● Required work: Output all the data exactly as it appears below.

● Data under study:
══════════════════════════════

PR #6150, opened 2026-08-14
Fix(members): make members searchable

annvelents:
## Context

Before we had all the list of members loaded at once for the billing entity. Now they are paginated, so the search should be on the BE

## Description

Added search and filter to membership_resolver

### DIFF
--- a/app/queries/invites_query.rb
+++ b/app/queries/invites_query.rb
@@ -1,0 +1,39 @@
+# frozen_string_literal: true
+
+class InvitesQuery < BaseQuery
+  Result = BaseResult[:invites]
+  Filters = BaseFilters[:role_ids]
+
+  def call
+    invites = base_scope
+
+    invites = with_role_ids(invites) if filters.role_ids.present?
+
+    invites = paginate(invites)
+    invites = apply_consistent_ordering(invites)
+
+    result.invites = invites
+    result
+  end
+
+  private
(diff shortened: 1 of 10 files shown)


jdenquin:
do we have all the needed index?

app/queries/invites_query.rb
```diff
@@ -0,0 +1,39 @@
...
+    invites = apply_consistent_ordering(invites)
+
+    result.invites = invites
+    result
+  end
+
+  private
+
+  def base_scope
+    scope = organization.invites.pending
```
annvelents, line 22: note: `organization.invites.pending` will never be a big scope

app/queries/invites_query.rb
```diff
@@ -0,0 +1,39 @@
...
+
+    return scope if search_term.blank?
+
+    scope.where("invites.email ILIKE ?", "%#{Invite.sanitize_sql_like(search_term)}%")
```
endenis, line 26: Should we also add a trigram index on `invites.emails`?

endenis (approved):

app/queries/invites_query.rb
annvelents: since base scope is pending invites, and it will never be a big table (because all invites are getting to be real users), I don't think it's actually needed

══════════════════════════════

● Result of the exercise:
PR #6150, opened 2026-08-14
Fix(members): make members searchable

annvelents:
## Context

Before we had all the list of members loaded at once for the billing entity. Now they are paginated, so the search should be on the BE

## Description

Added search and filter to membership_resolver

### DIFF
--- a/app/queries/invites_query.rb
+++ b/app/queries/invites_query.rb
@@ -1,0 +1,39 @@
+# frozen_string_literal: true
+
+class InvitesQuery < BaseQuery
+  Result = BaseResult[:invites]
+  Filters = BaseFilters[:role_ids]
+
+  def call
+    invites = base_scope
+
+    invites = with_role_ids(invites) if filters.role_ids.present?
+
+    invites = paginate(invites)
+    invites = apply_consistent_ordering(invites)
+
+    result.invites = invites
+    result
+  end
+
+  private
(diff shortened: 1 of 10 files shown)


jdenquin:
do we have all the needed index?

app/queries/invites_query.rb
```diff
@@ -0,0 +1,39 @@
...
+    invites = apply_consistent_ordering(invites)
+
+    result.invites = invites
+    result
+  end
+
+  private
+
+  def base_scope
+    scope = organization.invites.pending
```
annvelents, line 22: note: `organization.invites.pending` will never be a big scope

app/queries/invites_query.rb
```diff
@@ -0,0 +1,39 @@
...
+
+    return scope if search_term.blank?
+
+    scope.where("invites.email ILIKE ?", "%#{Invite.sanitize_sql_like(search_term)}%")
```
endenis, line 26: Should we also add a trigram index on `invites.emails`?

endenis (approved):

app/queries/invites_query.rb
annvelents: since base scope is pending invites, and it will never be a big table (because all invites are getting to be real users), I don't think it's actually needed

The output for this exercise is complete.